== Segment start ==

PR #480, opened 2021-01-19
added rh_account_id criteria (listener, evaluator)

Josca:


Josca:
@semtexzv we can run old evaluator for some time once new listener is deployed.

semtexzv (approved):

== Segment end ==

__Problem description__. Every record above must be repeated word for word.

__Output__.
PR #480, opened 2021-01-19
added rh_account_id criteria (listener, evaluator)

Josca:


Josca:
@semtexzv we can run old evaluator for some time once new listener is deployed.

semtexzv (approved):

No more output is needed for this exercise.